Temporal CNN classifier model

Models

1D-Convolutional models f are functions f = f_1 \circ f_2 \circ \ldots \circ f_n made of n layers:

f_i(x) = \sigma (\pi( W_i * x + b_i)) , \quad \forall i \in [[1, n]]

where \sigma is an activation function like ReLU/PReLU/Leaky ReLU/tanh/...; \pi is an optional pooling function like average-pooling or max-pooling; and W_i and b_i are the weights and bias of the i-th layer.

1D-CNN over time with C independent channels

Input shape: (batch, duration=100, channels=66)
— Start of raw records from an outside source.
PR #613, opened 2020-02-18
DPC-1075: Catch and rethrow DataFormatException

nickrobison-usds:
**Why**

In our Splunk logs we've been seeing some `500` related to users submitting invalid FHIR resources to our endpoints. Currently, these errors get returned to the user as a generic 500 exception, rather than in a more useful format.

This is similar to the work in #582 as we're slowly purging the system of generic exceptions.

**What Changed**

Updated the FHIRHandler to catch DataFormatExceptions and rethrow them as `400` errors with a message, rather than simply leaking the raw exception as a 500 error.

We need to do this because the custom FHIR exception handlers aren't loaded at this point in the request chain so we have to handle things manually.

Also updated the unit tests to fully cover the class.

**Choices Made**

**Tickets closed**:

DPC-1075

**Future Work**

**Checklist**


nickrobison-usds:
@whuang85 Not a dumb question! It's something the FHIR community has been talking a lot about. We don't really have a way to order data loading for two reasons.

1. We don't control the order in which organizations send us their providers.
1. We don't have a sortable that we can use, provider identifiers from CMS are not ordered (at least to my knowledge).

Does that answer your question?

PR #627, opened 2020-02-20
Fix broken token creation in sandbox

ronaldheft-usds:
**Why**

The sandbox API is currently configured to use the production API URL. This is causing a number of problems with token creation.

**What Changed**

The configuration URL of the sandbox API has been changed from `https://dpc.cms.gov/api` to `https://sandbox.dpc.cms.gov/api`.

**Choices Made**

This change will break token creation for users who were using the incorrect URL, but working URL. [In our documentation](https://dpc.cms.gov/docs#authentication-and-authorization) we say to use `https://sandbox.dpc.cms.gov/api/v1/Token/auth` for the aud claim, but this was never actually working in sandbox. Users had to use `https://dpc.cms.gov/api/v1/Token/auth` as the aud claim for token authentication to work.

**This is a change we will need to communicate to our Google Group.** It's going to fix it for some users, as it matches what's in our documentation, but it's going to break it for others who were using the incorrect URL.

We need to make this change, because we have locked down the `https://dpc.cms.gov/api/` domain in preparation for actually launching production. We can no longer have users make API requests to sandbox through the production URL.

**Tickets closed**:

**Future Work**

* Communicate this on the Google Group.
* Verify the website is not also using the incorrect value for token creation in sandbox. @switzersc-usds @Sun-Mountain 

**Checklist**

### DIFF
--- a/dpc-api/src/main/resources/prod-sbx.application.conf
+++ b/dpc-api/src/main/resources/prod-sbx.application.conf
@@ -1,6 +1,6 @@
 dpc.api {
 
-    publicURL = "https://dpc.cms.gov/api" # The root URL at which the application is accessible, if necssary, include the port, do not include the application version
+    publicURL = "https://sandbox.dpc.cms.gov/api" # The root URL at which the application is accessible, if necssary, include the port, do not include the application version
 
     server {
         applicationContextPath = "/api"


dpc-api/src/main/resources/prod-sbx.application.conf
```diff
@@ -1,6 +1,6 @@
 dpc.api {
 
-    publicURL = "https://dpc.cms.gov/api" # The root URL at which the application is accessible, if necssary, include the port, do not include the application version
+    publicURL = "https://sandbox.dpc.cms.gov/api" # The root URL at which the application is accessible, if necssary, include the port, do not include the application version
```
switzersc-usds: In the website for token creation, we use this endpoint: `ENV["API_METADATA_URL_SANDBOX"] + '/Token'`. 

So, we'll just want to make sure the API_METADATA_URL_SANDBOX is set correctly. I believe it should be set to `https://sandbox.dpc.cms.gov/api/v1`, correct? Which has `v1` whereas the `publicURL` here does not.

ronaldheft-usds: `v1` is added elsewhere in the code, and `ENV["API_METADATA_URL_SANDBOX"]` was set incorrect initially (it's why users couldn't upload public keys after rolling out Akamai), but it's now using the correct URL in sandbox (and was verified yesterday).

switzersc-usds: Great, then this should be good to go from the website side of things.

PR #640, opened 2020-02-24
Switch to MBIs and use BFD prod sandbox environment

embh:
**Why**
DPC needs to accept MBIs from users when Patients are added, and use MBIs for retrieving BFD data.

**What Changed**
* BFD server configurable with `BFD_URL` environment variable. Prod sandbox is used in `local.env`, along with the correct hashing pepper and iterations
* Requests to BFD for Coverage and EOB now preceded by requests for Patient by MBI, to get bene ID
* Test data updated to use MBIs and bene IDs from BFD prod-sbx
* MBI added to IG Patient profile

**Tickets closed**:
[DPC-962](https://jiraent.cms.gov/browse/DPC-962) - Get bene ID from BFD by MBI before EOB and Coverage requests
[DPC-963](https://jiraent.cms.gov/browse/DPC-963) - BFD MBI hash pepper and iterations variables
[DPC-938](https://jiraent.cms.gov/browse/DPC-938) - MBIs in Patient profile
[DPC-993](https://jiraent.cms.gov/browse/DPC-993) - Secrets management in repository (partly completed in another PR - this portion is for the BFD JKS)

**Checklist**


dpc-aggregation/src/main/java/gov/cms/dpc/aggregation/engine/ResourceFetcher.java
```diff
@@ -55,87 +57,114 @@
...
      * Based on resourceType, fetch a resource or a bundle of resources.
      *
-     * @param patientID of the resource to fetch
+     * @param mbi of the resource to fetch
      * @return either a single resource or the first bundle of resources
      */
-    private Resource fetchFirst(String patientID) {
+    private Resource fetchFirst(String mbi) {
+        Patient patient = fetchPatient(mbi);
+        String beneId;
```
nickrobison-usds: Is there a reason for declaring this outside of the switch statement? If possible, I'd prefer to do a local allocation to a final, rather than have an uninitialized variable at the top.

dpc-bluebutton/src/main/java/gov/cms/dpc/bluebutton/client/BlueButtonClientImpl.java
```diff
@@ -89,6 +89,18 @@ public Patient requestPatientFromServer(String patientID) throws ResourceNotFoun
...
 
+    /**
+     * Hashes MBI and queries Blue Button server for patient data.
+     *
+     * @param mbi The MBI
+     * @return {@link Bundle} A FHIR Bundle of Patient resources
+     */
+    @Override
+    public Bundle requestPatientFromServerByMbi(String mbi) throws ResourceNotFoundException, GeneralSecurityException {
+        String mbiHash = hashMbi(mbi);
```
nickrobison-usds: I believe I ran into an issue with the secret key factory not being thread safe, were you able to determine that as well? I believe there was a commit addressing that in my original branch.

nickrobison-usds:
@embh Looking at the code coverage numbers, it looks like the coverage on the `ResourceFetcher` and `RosterUtils` classes dropped a bit, would you make seeing if we can beef up the unit tests a bit?

dpc-aggregation/src/main/java/gov/cms/dpc/aggregation/engine/ResourceFetcher.java
embh: The scope of a `switch` is the whole block. We can declare it under the EOB `case`, but it couldn't be `final`, unless I'm misunderstanding the suggestion?

src/test/resources/bb-test-data/patient/-20140000009893.xml
```diff
@@ -9,12 +9,16 @@
    </extension>
    <identifier>
       <system value="https://bluebutton.cms.gov/resources/variables/bene_id"/>
-      <value value="20140000009893"/>
+      <value value="-20140000009893"/>
    </identifier>
    <identifier>
-      <system value="https://bluebutton.cms.gov/resources/identifier/hicn-hash"/>
+      <system value="http://bluebutton.cms.hhs.gov/identifier#hicnHash"/>
```
RickHawesUSDS: This change to this system value doesn't look right. BTW: BFD is removing this identifier in its latest response, so the best way to fix this may be to just remove the whole HICN identifier clause.

embh: That is how we've seen it in BFD responses. Also formatted that way here: https://github.com/CMSgov/beneficiary-fhir-data/blob/a995592c40d77e3974ade09eb5017492e0865608/apps/bfd-server/dev/data-model.md

I'd propose a new ticket to remove HICN entirely.

embh:
> @embh Looking at the code coverage numbers, it looks like the coverage on the `ResourceFetcher` and `RosterUtils` classes dropped a bit, would you make seeing if we can beef up the unit tests a bit?

I'm confused about why Code Climate is saying that. If I look at the stats for the files, it says ResourceFetcher has 61/62 lines covered, and RosterUtils has 24/24. Is it expecting more tests on those same lines?

nickrobison-usds:
@embh Hmm.... If that's the case, them I'm fine merging it. Thanks for the extra info.

PR #652, opened 2020-02-26
add ability to configure practitioner limit per environment

whuang85:
**Why**

For our early pilot partners, we need to have the ability to limit the number of providers they can associate with a given organization. This will need to be configurable on a per-environment level as we only want to put in restrictions in production.

**What Changed**

Added a configuration variable in the aggregation configuration that sets a limit to determine when submitting should create a provider or not

**Choices Made**

Justify changes made and any reasons for why a given path was taken, as opposed to an alternative option.

**Tickets closed**:

https://jiraent.cms.gov/browse/DPC-1083

**Future Work**

**Checklist**


whuang85:
Not sure what the FHIR documentations are and where they are or if they need to be updated based on this PR

dpc-attribution/src/main/java/gov/cms/dpc/attribution/resources/v1/PractitionerResource.java
```diff
@@ -70,20 +73,30 @@
     @ApiOperation(value = "Register provider", notes = "FHIR endpoint to register a provider with the system." +
             "<p>Each provider must have a metadata Tag with the responsible Organization ID included." +
             "If not, we'll reject it." +
-            "<p> If a provider is already registered with the Organization, an errorr is thrown.")
+            "<p> If a provider is already registered with the Organization, an error is thrown." +
+            "<p> If a provider has already registered providers past the provider limit, then return 304")
     @ApiResponses(value = {
             @ApiResponse(code = 201, message = "New resource was created"),
+            @ApiResponse(code = 304, message = "Resource was not created")
```
nickrobison-usds: I'm thinking more about the 304 return code, I'm wondering if it would more sense to return a 429 or a 422 error, not sure 304 is very informative. Thoughts @DeirdreHolub @embh?

dpc-attribution/src/main/java/gov/cms/dpc/attribution/resources/v1/PractitionerResource.java
```diff
@@ -70,20 +73,30 @@
...
     })
     public Response submitProvider(Practitioner provider) {
 
         final ProviderEntity entity = this.converter.fromFHIR(ProviderEntity.class, provider);
-        final List<ProviderEntity> existingProviders = this.dao.getProviders(null, entity.getProviderNPI(), entity.getOrganization().getId());
-        if (existingProviders.isEmpty()) {
+        final List<ProviderEntity> existingProvidersByOrganization = this.dao.getProviders(null, null, entity.getOrganization().getId());
```
nickrobison-usds: This list could get really large in the future, I wonder if it would make sense to add a new method to the DAO to return a count, rather than all the resources themselves?

dpc-attribution/src/main/java/gov/cms/dpc/attribution/resources/v1/PractitionerResource.java
```diff
@@ -70,20 +73,30 @@
...
+        final List<ProviderEntity> existingProvidersByNPI = existingProvidersByOrganization.stream()
+                .filter(providerEntity -> providerEntity.getProviderNPI().equals(entity.getProviderNPI()))
+                .collect(Collectors.toList());
+
+        if (providerLimit != null && existingProvidersByOrganization.size() >= providerLimit) {
```
nickrobison-usds: If we add the NonNull annotation to the config object, we can avoid the null check here.

dpc-attribution/src/main/java/gov/cms/dpc/attribution/DPCAttributionConfiguration.java
```diff
@@ -43,6 +43,8 @@
     @JsonProperty("swagger")
     private SwaggerBundleConfiguration swaggerBundleConfiguration;
 
+    private Integer providerLimit;
```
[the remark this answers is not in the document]
whuang85: Wouldn’t that make it required to always define it in the configuration file?  I thought in some environments we didn’t want to have a limit.

dpc-attribution/src/main/java/gov/cms/dpc/attribution/resources/v1/PractitionerResource.java
whuang85: Yea that makes sense

dpc-attribution/src/main/java/gov/cms/dpc/attribution/resources/v1/PractitionerResource.java
whuang85: Personally, I think a 429 should only be used if you are talking about rate limits, not sure if this would qualify as a rate limiting procedure. I’d be more inclined towards 422 if 304 is not acceptable.

dpc-attribution/src/main/java/gov/cms/dpc/attribution/DPCAttributionConfiguration.java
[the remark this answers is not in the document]
nickrobison-usds: Ah yes, that makes sense. Ignore me!

dpc-attribution/src/main/java/gov/cms/dpc/attribution/resources/v1/PractitionerResource.java
nickrobison-usds: Ok, I think 422 would work. Thoughts, @embh @DeirdreHolub

embh: Agree on using 422.

PR #1121, opened 2025-02-28
fix: style for toggle component

supminn:
### Description

There were extra spaces on the toggle component that wasn't it align in center when added on list item. This PR handles the fixes.

### Links

https://jira-eng-gpk2.cisco.com/jira/browse/MOMENTUM-559


packages/components/src/components/toggle/toggle.component.ts
```diff
@@ -170,8 +170,8 @@ class Toggle extends NameMixin(ValueMixin(DataAriaLabelMixin(FormfieldWrapper)))
             ></mdc-icon>
           </div>
         </div>
-        ${this.renderLabel()}
-        ${this.renderHelperText()}
+        ${this.label ? this.renderLabel() : nothing}
```
cscheffauer, line 173: why is this necessary? the formfieldwrapper does this already...

cscheffauer (changes requested):

packages/components/src/components/toggle/toggle.component.ts
supminn: I have reverted this change and updated on the formfieldwrapper.
It was adding an extra div wrapping the label text, required label and the info slot.

arjunkesava (changes requested):
Instead of making the same change in 3 components, how about we check the label and help text on the formfieldwrapper component itself?

```diff
  protected renderLabel() {
+  if (!this.label) return nothing;
    return html`<div class="mdc-label-text" part="label-text">
      <slot name="label">${this.renderLabelElement()}</slot>
      <slot name="required-label">${this.renderRequiredLabel()}</slot>
      <slot name="label-info"></slot>
    </div>`;
  }
  ```

or similar to the way help text is done:
https://github.com/momentum-design/momentum-design/blob/03c16fcb3d254275c58d1816f4d202af54a6d3b8/packages/components/src/components/formfieldwrapper/formfieldwrapper.component.ts#L138-L146

**Review by cscheffauer — DISMISSED** [review]

File: packages/components/src/components/checkbox/checkbox.component.ts [hunk 2]
```diff
@@ -162,6 +162,14 @@ class Checkbox extends FormInternalsMixin(DataAriaLabelMixin(FormfieldWrapper))
     }
   }
 
+  private renderLabelAndHelperText = () => {
+    if (!this.label) return nothing;
```
arjunkesava, line 166:
```suggestion
  private renderLabelAndHelperText(): void {
```

arjunkesava (approved):

PR #1129, opened 2025-03-06
refactor: random generation of id added individually

supminn:
### Description

Updated the mixin to remove generating random id and setting it on the attribute
Updated individual components to do the same.

### Links

https://jira-eng-gpk2.cisco.com/jira/browse/MOMENTUM-567-


Jason20020 (approved):
LGTM

PR #1133, opened 2025-03-06
refactor(popover): remove modalcontainer for popover

Jason20020:
### Description

Refactor Popover - remove modalcontainer


packages/components/src/components/popover/popover.utils.ts
```diff
@@ -159,11 +159,32 @@ export class PopoverUtils {
...
-    if (!this.popover.containerElement) return;
-
-    Object.assign(this.popover.containerElement.style, {
+    Object.assign(this.popover.style, {
       left: `${x}px`,
       top: `${y}px`,
     });
   }
+
+  createBackdrop() {
```
cscheffauer, line 168: suggestion: instead of creating this, can you maybe have a look at this css attribute?
https://developer.mozilla.org/en-US/docs/Web/CSS/::backdrop
it seems to work on role="dialog" elements, so we could put it on the host?
then you wouldn't need the createBackdrop function, but do it via css

cscheffauer (changes requested):
just a really quick scan - i have to test it locally, will do tomorrow

packages/components/src/components/popover/popover.styles.ts
```diff
@@ -22,20 +36,6 @@ const styles = css`
     }
```
gabrielchl, line 36: now that the content styling isn't handled by modalcontainer
i believe we need to handle the contrast colors for the popover container here
this is what it currently looks like in contrast mode
Screenshot 2025-03-12 at 00 48 41

cscheffauer (approved):

PR #1135, opened 2025-03-06
chore: specs for list and listitem component

arjunkesava:
### Description

- This PR adds e2e specs for both list and list item components.
- In list, the keyboard navigation in between the list items and inside the children of each list item is covered.
- In listitem, a few examples of using slots of leading-controls and trailing-controls is used.

### Links

- Will post soon.


packages/components/src/components/listitem/listitem.e2e-test.ts
```diff
@@ -1,66 +1,217 @@
...
+      });
+    });
+  });
+
+  /**
+   * ACCESSIBILITY
+   */
+  await test.step('accessibility', async () => {
+    await componentsPage.accessibility.checkForA11yViolations('listitem-default', true, {
+      rules: ['aria-required-parent'],
```
arjunkesava, line 130: Reason to ignore this rule: The listitem must contain a role and the above step creates a listitem without a parent list in the Stickersheet class. In stickersheet class we don't have the option to set parent for the element to take a screenshot.

packages/components/src/components/listitem/listitem.e2e-test.ts
```diff
@@ -1,66 +1,217 @@
...
+    listitemSheet.setAttributes({
+      label: primaryLabel,
+    });
+    await listitemSheet.createMarkupWithCombination({}, options);
+    listitemSheet.setChildren(`
+      <mdc-checkbox checked slot="leading-controls" data-aria-label="${primaryLabel}"></mdc-checkbox>
+    `);
+    await listitemSheet.createMarkupWithCombination({}, options);
+    listitemSheet.setChildren(`
+      <mdc-toggle checked slot="leading-controls" data-aria-label="${primaryLabel}"></mdc-toggle>
```
supminn, line 61: question: do we want to show this test case?
According to the design spec, toggle should be supported on trailing-controls only.. not on leading-controls.

I understand that we cannot restrict it in the case of web-components. However, my question here is - do we want to specifically mentioned this as a test case? Can we show it as a trailing-controls instead.

packages/components/src/components/listitem/listitem.e2e-test.ts
supminn: Alternatively, we can evaluate on the wrapper container and add the role of list using JS.

supminn (dismissed):

packages/components/src/components/listitem/listitem.e2e-test.ts
arjunkesava: Done.

packages/components/src/components/listitem/listitem.e2e-test.ts
arjunkesava: Removed it.

supminn (approved):

PR #1136, opened 2025-03-06
feat: Multiple Brand Visual updates

morgan1bathe:
**Additions:**
- webex-background: new backgrounds added
- webex-suite-wordmark: Added ‘placeholder’ wordmark

**Visual updates:**
- webex-suite-wordmark: updated wordmark to sit optically centered in frame, resized frame to fit wordmark

**No updates:**
All the rest


packages/assets/brand-visuals/src/backgrounds/webex-background-dark.svg
```diff
@@ -0,0 +1,51 @@
+<svg width="849" height="509" viewBox="0 0 849 509" fill="none" xmlns="http://www.w3.org/2000/svg">
```
cscheffauer, line 1: Note: currently our backgrounds in the app are png's, not svg's - this will cause disruption of developers switch. Also the existing tooling for brand-visuals expects all the backgrounds in the folder only as pngs, so i would need to make a tooling change as well.
Let me know what u think - can also write via direct message.

cscheffauer (changes requested):

PR #1139, opened 2025-03-07
perf: build options and options group components.

arjunkesava:
### Description

- This PR build the options and options group component.
- An option is based on the list item with restricted fields.
- As of now, this PR contains a basic version of an option:
  - An option with a label
  - An option with a leading icon.
  - An option with icon at the end when selected.

- Option group contains the role "group" and a label and a disabled state.
- If the option group is disabled, then all of it's children are disabled.
- The option group doesn't contain any form value, it acts as a wrapper for a group of options.
- The primary purpose of option group is for accessibilty and to group similar list of options.

### Screenshots:

image
image


packages/components/src/components/option/option.component.ts
```diff
@@ -0,0 +1,114 @@
...
+  /**
+   * Listens to changes in the default slot and updates the label of the option accordingly.
+   * This is used to set the label of the option when it is not explicitly set.
+   * It is called internally when the slot is changed.
+   */
+  private handleDefaultSlotChange() {
+    const slot = this.shadowRoot?.querySelector('slot');
+    if (slot) {
+      this.label = slot.assignedNodes()[0]?.textContent?.trim() || this.label;
+    }
```
supminn, line 66:
```suggestion
    if (slot && !this.label) {
      this.label = slot.assignedNodes()[0]?.textContent?.trim();
    }
```

`<option label="Label 1">label 2</option>` on native HTML shows Label 1. We are currently showing Label 2.

The above suggestion would fix it.

packages/components/src/components/optgroup/optgroup.component.ts
```diff
@@ -0,0 +1,74 @@
...
+ *
+ * @dependency mdc-text
+ *
+ * @tagname mdc-optgroup
+ *
+ * @slot default - This is a default slot for mdc-option elements.
+ *
+ * @cssproperty --mdc-optgroup-disabled-color - Allows customization of the disabled option color.
+ */
+class Optgroup extends DataAriaLabelMixin(DisabledMixin(Component)) {
```
supminn, line 22:
```suggestion
class OptGroup extends DataAriaLabelMixin(DisabledMixin(Component)) {
```

packages/components/src/components/optgroup/optgroup.component.ts
```diff
@@ -0,0 +1,74 @@
...
+import { property, queryAssignedElements } from 'lit/decorators.js';
+import { Component } from '../../models';
+import { DataAriaLabelMixin } from '../../utils/mixins/DataAriaLabelMixin';
+import { DisabledMixin } from '../../utils/mixins/DisabledMixin';
+import { TYPE, VALID_TEXT_TAGS } from '../text/text.constants';
+import { HEADER_ID } from './optgroup.constants';
+import styles from './optgroup.styles';
+
+/**
+ * optgroup component, which creates a grouping of options within a listbox element.
```
supminn, line 12:
```suggestion
 * optgroup component, which creates a grouping of mdc-option within a listbox element.
```

packages/components/src/components/optgroup/optgroup.component.ts
```diff
@@ -0,0 +1,74 @@
...
+  @property({ type: String, reflect: true }) label?: string;
+
+  /** @internal */
+  @queryAssignedElements({ selector: 'mdc-option' })
+  options!: Array<HTMLElement>;
+
+  private setDisabledForAllOptions(): void {
+    this.options.forEach((element) => {
+      if (this.disabled) {
+        element.setAttribute('disabled', 'true');
```
supminn, line 35:
```suggestion
        element.setAttribute('disabled', '');
```
Since its a boolean value, we need to set it in this manner.

packages/components/src/components/option/option.stories.ts
supminn, line 1: issue: a11y on storybook.

image

supminn (changes requested):

supminn (approved):

packages/components/src/components/option/option.stories.ts
arjunkesava: This is a common problem across all components, and not just with the option component.

PR #1142, opened 2025-03-11
docs: created chip components with storybook docs

supminn:
### Description

Chip component has 4 different components
* mdc-chip - Label chip that supports icon and 9 different colors and disabled state.
* mdc-alertchip - Alert chip with 5 variants. It doesn't support disabled state.
* mdc-filterchip - Filter chip with selected flag and disabled state.
* mdc-inputchip - Input chip with close button, error validation flag and custom event 'remove' to describe the behavior of the button.

### Links

https://jira-eng-gpk2.cisco.com/jira/browse/MOMENTUM-569


packages/components/src/components/chip/chip.component.ts
```diff
@@ -0,0 +1,83 @@
...
+    super();
+    this.role = DEFAULTS.ROLE;
+    this.size = DEFAULTS.SIZE;
+    this.active = undefined as unknown as boolean;
+    this.softDisabled = undefined as unknown as boolean;
+  }
+
+  /**
+   * Renders the icon element if available.
+   * @returns The icon element if available, otherwise nothing.
```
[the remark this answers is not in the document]
supminn: I remember discussing this point while working on the input component. We'd need to change the rendering logic within mdc-icon. 
Until then, yes it would show a blank space.

packages/components/src/components/alertchip/alertchip.component.ts
```diff
@@ -0,0 +1,63 @@
...
+ * - It supports a leading icon along with label.
+ * - It supports 5 variants of alerts - neutral, warning, error, success, and informational
+ *
+ * This component is built by extending Buttonsimple.
+ *
+ * @tagname mdc-alertchip
+ *
+ * @dependency mdc-icon
+ * @dependency mdc-text
+ */
```
arjunkesava, line 22: Please add css props for this alert chip.

packages/components/src/components/alertchip/alertchip.component.ts
```diff
@@ -0,0 +1,63 @@
...
+   */
+  @property({ type: String }) variant: VariantType = DEFAULTS.VARIANT;
+
+  /**
+   * The visible label text of the alertchip.
+   *
+   * We recommend limiting the <b>maximum length of the label text to 20 characters</b>,
+   * including empty spaces to split words.
+   */
+  @property({ type: String }) label = '';
```
arjunkesava, line 42: If you set the label as an empty string, then by default it will show as <mdc-alertchip label="" />, instead of if you set it to undefined, then it will show as <mdc-alertchip />, the label will be set only if it's defined by the consumer.
```suggestion
  @property({ type: String }) label?: string;
```

packages/components/src/components/alertchip/alertchip.styles.ts
```diff
@@ -0,0 +1,104 @@
...
+
+const styles = css`
+  :host {
+    height: 1.5rem;
+    gap: 0.25rem;
+    padding: 0 0.5rem;
+    border-radius: 0.25rem;
+    border: 1px solid;
+    cursor: pointer;
+  }
```
arjunkesava, line 12: please add css properties over here.

packages/components/src/components/alertchip/alertchip.utils.ts
```diff
@@ -0,0 +1,19 @@
+import { VARIANTS } from './alertchip.constants';
+import type { IconNames } from '../icon/icon.types';
+import type { VariantType } from './alertchip.types';
+
+const getAlertIcon = (type: VariantType): IconNames => {
```
arjunkesava, line 5: instead of importing all iconames, please use extract type, something similar to this.
https://github.com/momentum-design/momentum-design/blob/11a49de8326fc25b2c2dc1681b7bc8f9999d0d12/packages/components/src/components/formfieldwrapper/formfieldwrapper.types.ts#L7-L10

packages/components/src/components/chip/chip.component.ts
```diff
@@ -0,0 +1,83 @@
...
+/**
+ * mdc-chip is an interactive element that can be used to represent a chip. It supports a leading icon along with label.
+ * Consumers can wrap this component around a tooltip to provide additional context.
+ *
+ * It is recommended to keep the label text for the chip component concise and compact.
+ * For best results, we recommend limiting the <b>maximum length of the label text to 20 characters</b>,
+ * including empty spaces to split words.
+ *
+ * This component is built by extending Buttonsimple.
+ *-
```
arjunkesava, line 20:
```suggestion
 *
```

packages/components/src/components/chip/chip.stories.ts
```diff
@@ -0,0 +1,68 @@
...
+export default meta;
+
+export const Example: StoryObj = {
+  args: {
+    color: COLOR.DEFAULT,
+    label: 'Label',
+    'icon-name': 'placeholder-bold',
+    disabled: false,
+    class: 'custom-classname',
+    style: 'margin-top: 20px;',
```
arjunkesava, line 57: I guess these can be removed.

packages/components/src/components/filterchip/filterchip.stories.ts
```diff
@@ -0,0 +1,63 @@
...
+      'icon-name', 'color']),
+  },
+};
+
+export default meta;
+
+export const Example: StoryObj = {
+  args: {
+    class: 'custom-classname',
+    style: 'margin-top: 20px;',
```
arjunkesava, line 49: same here.

packages/components/src/components/inputchip/inputchip.component.ts
```diff
@@ -0,0 +1,74 @@
+import { CSSResult, html, nothing } from 'lit';
+import { property } from 'lit/decorators.js';
+import styles from './inputchip.styles';
+import { Component } from '../../models';
+import { DisabledMixin } from '../../utils/mixins/DisabledMixin';
+import { IconNameMixin } from '../../utils/mixins/IconNameMixin';
+import { IconNames } from '../icon/icon.types';
```
arjunkesava, line 7:
```suggestion
import type { IconNames } from '../icon/icon.types';
```

packages/components/src/components/inputchip/inputchip.component.ts
```diff
@@ -0,0 +1,74 @@
...
+ * @event keydown - (React: onKeyDown) This event is dispatched when a key is pressed down on the close button.
+ * @event keyup - (React: onKeyUp) This event is dispatched when a key is released on the close button.
+ * @event focus - (React: onFocus) This event is dispatched when the close button receives focus.
+ */
+class Inputchip extends IconNameMixin(DisabledMixin(Component)) {
+  @property({ type: String }) label = '';
+
+  @property({ type: Boolean }) error = false;
+
+  @property({ type: String, attribute: 'clear-aria-label' }) clearAriaLabel = '';
```
arjunkesava, line 33: please add description for these 3 fields.

arjunkesava: and does, error prop won't need `reflect: true`?

packages/components/src/components/alertchip/alertchip.component.ts
```diff
@@ -0,0 +1,63 @@
...
+ * - It supports 5 variants of alerts - neutral, warning, error, success, and informational
+ *
+ * This component is built by extending Buttonsimple.
+ *
+ * @tagname mdc-alertchip
+ *
+ * @dependency mdc-icon
+ * @dependency mdc-text
+ */
+class Alertchip extends Buttonsimple {
```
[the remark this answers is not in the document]
arjunkesava: Can we extend the Alertchip with Chip instead of Buttonsimple. that way we can set the iconname with the variant and reduce the duplicate code in render part.

arjunkesava (changes requested):

packages/components/src/components/alertchip/alertchip.component.ts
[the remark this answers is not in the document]
supminn: We do not want to expose icon-name as a property. 
Also, chip has `color` whereas Alertchip has `variant`.
That's the reason I didn't extend using Chip.

packages/components/src/components/alertchip/alertchip.component.ts
supminn: Could you please clarify this?

packages/components/src/components/alertchip/alertchip.component.ts
supminn: done

packages/components/src/components/alertchip/alertchip.component.ts
arjunkesava: As the label is a mandatory field, we can't make it optional.

packages/components/src/components/inputchip/inputchip.component.ts
```diff
@@ -0,0 +1,97 @@
...
+    <mdc-icon 
+      name="${this.iconName as IconNames}" 
+      length-unit="rem" 
+      size="1"></mdc-icon>
+  `;
+  }
+
+  /**
+   * Handles the behavior of the close button on click event.
+   * @param event The event object.
```
arjunkesava, line 70:
```suggestion
   * @param event - The event object.
```

arjunkesava (approved):

arjunkesava (approved):

PR #1150, opened 2025-03-13
feat(popover): add disable-aria-expanded attribute

gabrielchl:
### Description

- add a "disable-aria-expanded" attribute to the popover component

Output shape: (batch, n_classes=14)

class IndependentChannelsNet(torch.nn.Module):
    def __init__(self, n_channels=66, n_classes=14, fc_hidden_size=1936, dropout_probability=0.2):
        super(IndependentChannelsNet, self).__init__()
        self.n_channels = n_channels
        self.n_classes = n_classes
        self.fc_hidden_size = fc_hidden_size
        self.dropout_probability = dropout_probability
        # Layers ----------------------------------------------
        self.all_conv_high = torch.nn.ModuleList([torch.nn.Sequential(
            torch.nn.Conv1d(in_channels=1, out_channels=8, kernel_size=7, padding=3),
            torch.nn.ReLU(),
            torch.nn.AvgPool1d(2),

            torch.nn.Conv1d(in_channels=8, out_channels=4, kernel_size=7, padding=3),
            torch.nn.ReLU(),
            torch.nn.AvgPool1d(2),

            torch.nn.Conv1d(in_channels=4, out_channels=4, kernel_size=7, padding=3),
            torch.nn.ReLU(),
            torch.nn.Dropout(p=self.dropout_probability),
            torch.nn.AvgPool1d(2)
        ) for joint in range(n_channels)])
        self.all_conv_low = torch.nn.ModuleList([torch.nn.Sequential(
            torch.nn.Conv1d(in_channels=1, out_channels=8, kernel_size=3, padding=1),
            torch.nn.ReLU(),
            torch.nn.AvgPool1d(2),

            torch.nn.Conv1d(in_channels=8, out_channels=4, kernel_size=3, padding=1),
            torch.nn.ReLU(),
            torch.nn.AvgPool1d(2),

            torch.nn.Conv1d(in_channels=4, out_channels=4, kernel_size=3, padding=1),
            torch.nn.ReLU(),
            torch.nn.Dropout(p=self.dropout_probability),
            torch.nn.AvgPool1d(2)
        ) for joint in range(n_channels)])
        self.all_residual = torch.nn.ModuleList([torch.nn.Sequential(
            torch.nn.AvgPool1d(2),
            torch.nn.AvgPool1d(2),
            torch.nn.AvgPool1d(2)
        ) for joint in range(n_channels)])
        self.fc = torch.nn.Sequential(
            torch.nn.Linear(in_features=9 * n_channels * 12, out_features=self.fc_hidden_size),  # <-- 12: depends of the sequences lengths (cf. below)
            torch.nn.ReLU(),
            torch.nn.Linear(in_features=self.fc_hidden_size, out_features=n_classes)
        )
        # Initialization --------------------------------------
        # Xavier init
        for module in itertools.chain(self.all_conv_high, self.all_conv_low, self.all_residual):
            for layer in module:
                if layer.__class__.__name__ == "Conv1d":
                    torch.nn.init.xavier_uniform_(layer.weight, gain=torch.nn.init.calculate_gain('relu'))
                    torch.nn.init.constant_(layer.bias, 0.1)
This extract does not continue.